Try it - Report the number of lines holding "will" in the material below, and nothing more.

*** Opening Raw data ***

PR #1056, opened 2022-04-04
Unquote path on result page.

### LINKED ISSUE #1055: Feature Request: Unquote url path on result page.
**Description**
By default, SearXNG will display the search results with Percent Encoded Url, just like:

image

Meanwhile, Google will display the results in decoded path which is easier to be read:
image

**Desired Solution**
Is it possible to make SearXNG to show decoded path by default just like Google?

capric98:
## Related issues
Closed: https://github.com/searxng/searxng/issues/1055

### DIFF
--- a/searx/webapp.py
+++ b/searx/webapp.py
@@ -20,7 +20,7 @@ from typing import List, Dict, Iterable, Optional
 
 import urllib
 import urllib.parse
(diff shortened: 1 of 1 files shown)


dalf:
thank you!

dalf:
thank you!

*** Closing Raw data ***

Output for this exercise - 2